Question de M. TISSOT Jean-Claude (Loire - SER) publiée le 29/05/2025

Question posée en séance publique le 28/05/2025

M. le président. La parole est à M. Jean-Claude Tissot, pour le groupe Socialiste, Écologiste et Républicain. (Applaudissements sur les travées du groupe SER. - M. Yannick Jadot applaudit également.)

M. Jean-Claude Tissot. Ma question s'adresse à Mme la ministre de l'agriculture.

Ce qui s'est déroulé lundi à l'Assemblée nationale, madame la ministre, n'est pas digne de notre parlementarisme. (Oh ! sur des travées du groupe Les Républicains. - M. Olivier Paccaud lève les bras au ciel.)

N'ayant pas le courage d'assumer ses choix, le socle commun s'est joyeusement livré, dans une parfaite connivence avec le Rassemblement national, à un contournement des procédures législatives. Fuir le débat n'honore personne, et certainement pas les parlementaires ! (Marques d'assentiment sur les travées du groupe SER.)

Sans doute, madame la ministre, la pression était-elle trop forte : rappelons que le syndicat agricole majoritaire, non content d'avoir eu le privilège de rédiger lui-même la proposition de loi, s'est permis de venir, devant l'Assemblée nationale, mettre la pression sur les parlementaires !

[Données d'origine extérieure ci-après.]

PR #493, opened 2024-07-09
API-37717 IDP Metadata loads from Config

mwise-va:
## Description
To make the retrieving and loading of IDP metadata more stable prior application start up, saml-proxy will no longer make http request to retrieve IDP metadata before application start up.  Instead, saml-proxy will pull the IDP metadata from configs. 
## Related Issue
https://jira.devops.va.gov/browse/API-37717


johnmweisz:
fyi this is blocked until config is updated.

mwise-va:
Closing, since we are going with the fallback from configs approach.

PR #494, opened 2024-07-12
API-37717 IDP Metadata loads from Config as Fallback

mwise-va:
## Description
To make the retrieving and loading of IDP metadata more stable prior application start up, saml-proxy will first try to make an http request to retrieve IDP metadata before application start up.  If that fails, then saml-proxy will pull the IDP metadata from configs. 
## Related Issue
https://jira.devops.va.gov/browse/API-37717

### DIFF
--- a/src/app.js
+++ b/src/app.js
@@ -72,7 +72,7 @@ const handleMetadata = (argv) => {
  */
 function runServer(argv) {
   const strategies = new Map();
-  IdPMetadata.fetch(argv.spIdpMetaUrl)
+  IdPMetadata.fetch(argv.spIdpMetaUrl, argv.spIdpMetadata)
     .then(handleMetadata(argv))
     .then(() => {
       const app = express();
@@ -83,7 +83,7 @@ function runServer(argv) {
       app.use(passport.initialize());
       if (argv.idpSamlLoginsEnabled) {
         argv.idpSamlLogins.forEach((spIdpEntry) => {
-          IdPMetadata.fetch(spIdpEntry.spIdpMetaUrl)
+          IdPMetadata.fetch(spIdpEntry.spIdpMetaUrl, spIdpEntry.spIdpMetadata)
             .then(handleMetadata(spIdpEntry))
             .then(() => {
               spIdpEntry.spKey = argv.spKey;
--- a/src/idpMetadata.js
+++ b/src/idpMetadata.js
@@ -52,7 +52,7 @@ function getFirstCert(keyEl) {
 }
 
 /**
- * Function to read and parse XML file
+ * Read and parse XML file
  *
  * @param {string} filePath Path to the XML file
  * @returns {*} Parsed XML object
@@ -118,7 +118,7 @@ export function fetch(url, idpMetadataFallback) {
 }
 
 /**
- * Process IDP metadata from XML data
+ * Process IDP XML metadata
  *
  * @param {*} docEl Parsed XML object
  * @param {*} metadata Metadata object to populate
--- a/src/idpMetadata.js
+++ b/src/idpMetadata.js
@@ -1,8 +1,15 @@
 "use strict";
-
+const fs = require("fs");
 const xml2js = require("xml2js");
-const logger = require("./logger");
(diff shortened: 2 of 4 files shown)


src/idpMetadata.js
```diff
@@ -43,118 +50,150 @@ function getFirstCert(keyEl) {
...
+            "urn:oasis:names:tc:saml:2.0:bindings:http-redirect"
+          );
+          metadata.slo.postUrl = getBindingLocation(
+            ssoEl.SingleLogoutService,
+            "urn:oasis:names:tc:saml:2.0:bindings:http-post"
+          );
         }
-      })
-      .catch(() => {
-        logger.error("Error receiving metadata");
```
johnmweisz, line 157: do we still log this error somewhere? we would want to know if the get request fails and if the xml parsing fails, because they indicate different things.

src/app.js
```diff
@@ -72,7 +72,7 @@ const handleMetadata = (argv) => {
  */
 function runServer(argv) {
   const strategies = new Map();
-  IdPMetadata.fetch(argv.spIdpMetaUrl)
+  IdPMetadata.fetch(argv.spIdpMetaUrl, argv.spIdpMetadata)
```
johnmweisz, line 75: fyi might want to update the dev config base with new arg

src/idpMetadata.js
mwise-va: Added logging for if the get request fails and if the xml parsing fails

src/idpMetadata.js
```diff
@@ -43,118 +50,154 @@ function getFirstCert(keyEl) {
...
-                );
-                metadata.slo.postUrl = getBindingLocation(
-                  ssoEl.SingleLogoutService,
-                  "urn:oasis:names:tc:saml:2.0:bindings:http-post"
-                );
-              }
-            }
+        parser.parseString(responseData, (err, docEl) => {
+          if (err || !docEl) {
+            console.error(
```
johnmweisz, line 100: logger.error

src/idpMetadata.js
```diff
@@ -43,118 +50,154 @@ function getFirstCert(keyEl) {
...
+              .then((xmlData) => processMetadata(xmlData, metadata))
+              .then(resolve)
+              .catch(reject);
+          } else {
+            processMetadata(docEl, metadata).then(resolve).catch(reject);
+          }
+        });
+      })
+      .catch(() => {
+        console.error(
```
johnmweisz, line 113: logger.error

src/idpMetadata.js
```diff
@@ -1,8 +1,15 @@
 "use strict";
-
+const fs = require("fs");
 const xml2js = require("xml2js");
-const logger = require("./logger");
```
johnmweisz, line 4: this should stay

src/idpMetadata.js
mwise-va: is there a reason, to use logger.error vs console.error? 

I see the same results with console.error in outputting when an error occurs. Using logger.error would require me to make more code changes

src/idpMetadata.js
mwise-va: logger.error would require me to make more code changes, prefer using console.error if I can

src/idpMetadata.js
mwise-va: Something to consider, is that this feature is made to have a fallback. console.error has been killing the application and not allowing for a fallback. This is the reason I chose not to use it

src/idpMetadata.js
mwise-va: logger.error was not allowing a fallback approach and would stop the application

mwise-va:
Bug ticket to address `logger.error` abruptly stopping saml-proxy prior to application start up - https://jira.devops.va.gov/browse/API-38222

johnmweisz (commented):
I think we need to add the new config item (spIdpMetadata) to the cli index page to keep that in sync

johnmweisz (approved):

crolarlibertyva (approved):

PR #495, opened 2024-07-30
API-36891 Update login page

dmekala-va:
This PR is to update the saml-proxy login page to reflect the UX updates to the design of the page. 

Link to Jira: https://jira.devops.va.gov/browse/API-36891


package.json
```diff
@@ -70,7 +70,8 @@
     "node": ">=6.0.0"
   },
   "dependencies": {
-    "@department-of-veterans-affairs/formation": "^8.0.1-3",
+    "@department-of-veterans-affairs/component-library": "^43.0.1",
```
johnmweisz, line 73: Since we are not using these changes (css file shows no changes and we are not importing the component css) these package file changes can be reverted.

johnmweisz: I plan to have a follow up story upgrading this package and using the component library when we have more time.  (This will translate over to any new version of this page so I think worth it but lower priority.)

mwise-va:
Tested on all dimension sizes for phones within the google chrome dev tools. Looks good

I think the centering is off for the content under the VA logo (looks a little to the left) but UX can decide on that stuff

mwise-va (approved):

crolarlibertyva (approved):

PR #504, opened 2024-08-15
switch idp for regression test to login-gov

TylerGuerrero-va:
Draft PR for changing IDP for the regression tests for SAML-Proxy to Login-Gov for better stability

1) Two of the test's 'ICN Errors' and 'modify' are currently failing right now
- With The 'ICN Errors' test its failing right now in the sandbox env but not the dev env. In sandbox  its still able to get an access token and redirect the url even when using the user: va.api.user+007@gmail.com with the faulty ICN number, I did a manually test with Postman with that user in the dev env and did get the correct output, the expected Match Error page but in sandbox I am able to get the access token and it executes the redirect, so not sure why there is different behavior depending on the environment, Going to do further poking around to see what's going on with mpi

-  The 'modify' test I am still trying to figure out why its failing

2) Link to sh file with export values to run the regression test locally: keybase://team/lighthouse_pivot/configs/saml-proxy/regression-test-envs.sh

3) Added the new env vars to the param store to align with the regression tests, kept the old idme ones for history but added the new login-gov ones:  [SAML-proxy param store](https://us-gov-west-1.console.amazonaws-us-gov.com/systems-manager/parameters?region=us-gov-west-1&tab=Table#list_parameter_filters=Name:Contains:%2Fdvp%2Fcommon%2Fecs-saml-proxy%2Fcodebuild)


crolarlibertyva (approved):
Works as well as the previous ID me tests used to work. Maybe will try to recover the old 043 user for login.gov. I think that account still exists.

crolarlibertyva:
Before you can move this from draft, you need to align this with the new environment variables.
 - https://github.com/department-of-veterans-affairs/lighthouse-saml-proxy/blob/API-38828-regression-tests-login-gov/cicd/buildspec-deploy.yml

crolarlibertyva (changes requested):
The Makefile needs updating too.
 - https://github.com/department-of-veterans-affairs/lighthouse-saml-proxy/blob/d69c60a6a34d31ea330a13458ee225cad6bea12d/Makefile#L106-L118

crolarlibertyva (changes requested):
The entrypoint_test.sh needs adjusting as well.

TylerGuerrero-va:
Would have to do it to the entry point_test.sh right ?

crolarlibertyva (approved):

mwise-va (approved):

mwise-va:
Tested locally, all passing but modify test

  Regression tests
    ✓ Happy Path (12799 ms)
    ✓ ICN Error (11394 ms)
    ✓ Replay (12419 ms)
    ✓ Empty SSO (2738 ms)
    ✓ Empty Assertion Response (2708 ms)
    ✓ 404 (2731 ms)
    ✕ modify (71101 ms)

Et permettez-moi de m'adresser aussi à vous, monsieur le Premier ministre. Contrairement à ce que vous avez affirmé hier, sur les ondes et dans les journaux, il n'y a pas besoin que vous nous expliquiez le texte : l'agriculture c'est mon métier, je sais de quoi je parle ; quant à ce texte, nous le comprenons parfaitement, et c'est bien pour cela que nous lui sommes farouchement opposés !

Mme Audrey Linkenheld. Très bien !

M. Jean-Claude Tissot. Nous disons non à l'assouplissement de l'usage des pesticides ! Non à la réintroduction des néonicotinoïdes ! Non à la normalisation des mégabassines et des fermes-usines !

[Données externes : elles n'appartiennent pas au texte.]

PR #509, opened 2024-10-10
API-41014 Fraud Identity Theft

dmekala-va:
This PR is to add the fraud identity theft check in saml-proxy to block any login via the SAML Proxy that is identified to have a Fraud Identity Flag returned from MPI/ICN.

Link to Jira: https://jira.devops.va.gov/browse/API-41014

### DIFF
--- a/src/MpiUserClient.test.ts
+++ b/src/MpiUserClient.test.ts
@@ -50,6 +50,7 @@ beforeEach(() => {
             icn: "fakeICN",
             first_name: "Edward",
             last_name: "Paget",
+            id_theft_indicator: true,
           },
         },
       },
@@ -62,7 +63,8 @@ describe("getMVITraitsForLoa3User", () => {
     const client = new MpiUserClient(
       "faketoken",
       "https://example.gov/mvi-user",
-      "faketoken"
+      "faketoken",
+      true
     );
     await client.getMpiTraitsForLoa3User(samlTraitsEDIPI);
     expect(axios.post).toHaveBeenCalledWith(
@@ -89,7 +91,8 @@ describe("getMVITraitsForLoa3User", () => {
     const client = new MpiUserClient(
       "faketoken",
       "https://example.gov/mpi-user",
-      "faketoken"
+      "faketoken",
+      true
     );
     await client.getMpiTraitsForLoa3User(samlTraitsICN);
     expect(axios.post).toHaveBeenCalledWith(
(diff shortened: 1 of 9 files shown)


src/MpiUserClientConfig.js
```diff
@@ -3,5 +3,6 @@ export default class MpiUserClientConfig {
     this.mpiUserEndpoint = argv.mpiUserEndpoint;
     this.accessKey = argv.accessKey;
     this.apiKey = argv.vetsAPIToken;
+    this.fraudIdTheft = argv.fraudBlockEnabled || false;
```
johnmweisz, line 6: probably want to keep the config boolean implication in this name so instead of this.fraudIdTheft maybe this.fraudBlockEnabled

src/cli/index.js
```diff
@@ -41,6 +41,13 @@ export function processArgs() {
           KEY_CERT_HELP_TEXT
         ),
       },
+      fraudBlockEnabled: {
+        description:
+          "Enable or disable blocking logins based on the fraud identity indicator",
+        required: false,
+        boolean: true,
+        default: true,
```
johnmweisz, line 49: this can default false, we want the behavior that if the config item is not set the block is disabled

src/MpiUserClient.test.ts
```diff
@@ -50,6 +50,7 @@ beforeEach(() => {
             icn: "fakeICN",
             first_name: "Edward",
             last_name: "Paget",
+            id_theft_indicator: true,
```
johnmweisz, line 53: can we also get a test where the mpi response idtheftindicator is true but the block setting is false and confirm it doesn't block?

johnmweisz:
can also update the default config example with this setting added

src/MpiUserClient.test.ts
dmekala-va: Will add this to the acsHandler since there are similar tests like that already there

crolarlibertyva (approved):
```
{
  "level": "warn",
  "message": "Fradulent identity detected, blocking login.",
  "request_id": "565fec10-87fc-11ef-9e04-8fef16314a83",
  "service": "saml-proxy",
  "time": "2024-10-11T18:12:13.428Z"
}
```

mwise-va (dismissed):

TylerGuerrero-va (dismissed):

src/rsa.json
crolarlibertyva, line 1: Is this an accident?

dmekala-va: removed

crolarlibertyva (approved):

mwise-va (approved):

PR #517, opened 2024-11-12
API-41180 Horizontal width same size, by removing padding

mwise-va:
## Description
Horizontal width same size, by removing padding.


johnmweisz (approved):

TylerGuerrero-va:
Gonna add this to Identity-Proxy

PR #96, opened 2023-05-02
Integrate AWSS3IntegrationSpec with S3 Account

mdedetrich:
Resolves: https://github.com/apache/incubator-pekko-connectors/issues/67

Firstly before reviewing its recommended to change the diff to ignore whitespace i.e. 
image
as it will make it easier to review.

This PR is about modifying the `AWSS3IntegrationSpec` so that it can run in CI against a real AWS S3 account which Apache INFRA is supporting (see https://issues.apache.org/jira/browse/INFRA-24353). Initially the idea was to do this later, but considering that the Pekko/Akka S3 client unintentionally broke (see https://github.com/apache/incubator-pekko-connectors/pull/81) the importance of this was increased, i.e. we want to make sure that the S3 client actually works whenever a release is made.

Although the current `AWSS3IntegrationSpec` can currently run against a real S3 account it was intended to be tested manually (ergo not in CI) and hence its implementation was basic and not suitable for CI usage. This means the PR implements many features which is highly desired for running in CI, i.e. the ability for each test run to generate its own S3 buckets using randomly generated bucket names that contain a prefix (in this case `pekko-connectors`). This is so that multiple instances of `AWSS3IntegrationSpec` can be run at the same time without conflicting each other. Likewise the tests will also clean up the bucket after themselves and if this happens to fail then there will be a S3 lambda will do this automatically.

Note that this behaviour of randomly generating bucket names/cleaning up is only enabled for `AWSS3IntegrationSpec`, `MinioS3IntegrationSpec` behaves the same way as it did before (i.e. it uses static bucket names). This is due to the fact that `MinioS3IntegrationSpec` uses testcontainers and hence it will spawn a unique docker container for each test run. There is an argument that since we are randomly generating bucket names some of the behaviour is not really necessary (i.e. rather than dealing with static buckets for the entire test run we can alter the test suite so that every test generates the bucket it needs itself). This would reduce the complexity of the test suite but it would make the PR harder to review and its also not necessary right now.

One final thing to note is that the test is being run as a nightly job rather than in the usual CI that triggers on PR creation. This is due to both security reasons and practical reasons, i.e. as of now the AWS credentials are being stored as github secrets and github will only expose those secrets if the creator of the PR is a maintainer of the repo or on a cronjob trigger (this is to prevent malicious actors from just creating PR's that echo/print/send the secrets). While this problem is solvable in the sense that we can only run the `AWSS3IntegrationSpec` if the credentials are available (so that at least PR's created by maintainers runs the CI), this would add quite a lot of noise to the test due to the fact that its not possible to tag an entire test suite based on a condition (annotations only work with compile time constants).

The proper way to solve this problem is to use OIDC which also allows any PR creator to run full tests on S3 (OIDC works by creating temporary credentials that only last during CI run so even if a malicious actor steals the credentials, combined with the most restrictive set of AWS permissions its very difficult for them to actually compromise anything meaningful with them).

### DIFF
--- a/s3/src/test/scala/org/apache/pekko/stream/connectors/s3/TestUtils.scala
+++ b/s3/src/test/scala/org/apache/pekko/stream/connectors/s3/TestUtils.scala
@@ -1,0 +1,71 @@
+/*
+ * Licensed to the Apache Software Foundation (ASF) under one or more
+ * license agreements; and to You under the Apache License, version 2.0:
+ *
+ *   https://www.apache.org/licenses/LICENSE-2.0
+ *
+ * This file is part of the Apache Pekko project, derived from Akka.
+ */
+
+package org.apache.pekko.stream.connectors.s3
+
+import markatta.futiles.Retry
+import org.apache.commons.lang3.StringUtils
+import org.apache.pekko
+import org.apache.pekko.stream.connectors.s3.scaladsl.S3
+import org.apache.pekko.stream.scaladsl.Sink
+import org.scalacheck.Gen
+import pekko.actor.ActorSystem
+import pekko.stream.Attributes
+
+import scala.annotation.tailrec
+import scala.concurrent.duration._
+import scala.concurrent.{ ExecutionContext, Future }
+
+object TestUtils {
+  def checkEnvVarAvailable(env: String): Boolean =
+    try
+      sys.env.get(env) match {
+        case Some(value) if StringUtils.isBlank(value) => false
+        case Some(_)                                   => true
+        case None                                      => false
+      }
+    catch {
+      case _: NoSuchElementException => false
+    }
+
+  def cleanAndDeleteBucket(bucket: String, s3Attrs: Attributes)(implicit system: ActorSystem): Future[Unit] = {
+    implicit val ec: ExecutionContext = system.dispatcher
+    for {
+      bucketVersioningResult <- S3.getBucketVersioning(bucket)(implicitly, s3Attrs)
+      deleteAllVersions = bucketVersioningResult.status.contains(BucketVersioningStatus.Enabled)
+      _ <- S3.deleteBucketContents(bucket, deleteAllVersions = deleteAllVersions).withAttributes(s3Attrs).runWith(
+        Sink.ignore)
+      multiParts <-
+        S3.listMultipartUpload(bucket, None).withAttributes(s3Attrs).runWith(Sink.seq)
+      _ <- Future.sequence(multiParts.map { part =>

L'allégement des contraintes n'est ici qu'un élément de langage servant à faire passer avant tout les intérêts court-termistes d'une agriculture chimique, intensive et passéiste. (Bravo ! et applaudissements sur les travées des groupes SER et GEST, ainsi que sur des travées du groupe CRCE-K. - Protestations sur les travées du groupe Les Républicains.)

Vous nous répétez sans cesse, madame la ministre, que ce texte est attendu par le monde agricole. C'est faux et archifaux : c'est mon monde, et je n'attends pas un tel texte ! Il est uniquement attendu par les syndicats libéraux, droitiers, conservateurs, voire réactionnaires. (Mêmes mouvements. - Huées sur les travées du groupe Les Républicains.)

Le débat ne doit pas être seulement entre agriculteurs : il doit être ouvert, et toute la société doit y prendre part.

Madame la ministre, cessez de regarder ailleurs quand la communauté scientifique est unanime, quand mille chercheurs et médecins nous alertent sur les dangers de cette proposition de loi.

Ayons collectivement de l'ambition, et cessons d'aligner les normes sanitaires et environnementales à la baisse ! Oui, il faut simplifier, c'est indispensable, mais simplification ne doit pas rimer avec régression.

Alors, madame la ministre, quand allez-vous entendre le monde paysan dans son ensemble, tous les paysans ? Quand allez-vous entendre la société dans son ensemble, tous les citoyens ? (Applaudissements sur les travées des groupes SER et GEST.)

À défaut de débattre devant la représentation nationale, ayez au moins ce courage, madame la ministre !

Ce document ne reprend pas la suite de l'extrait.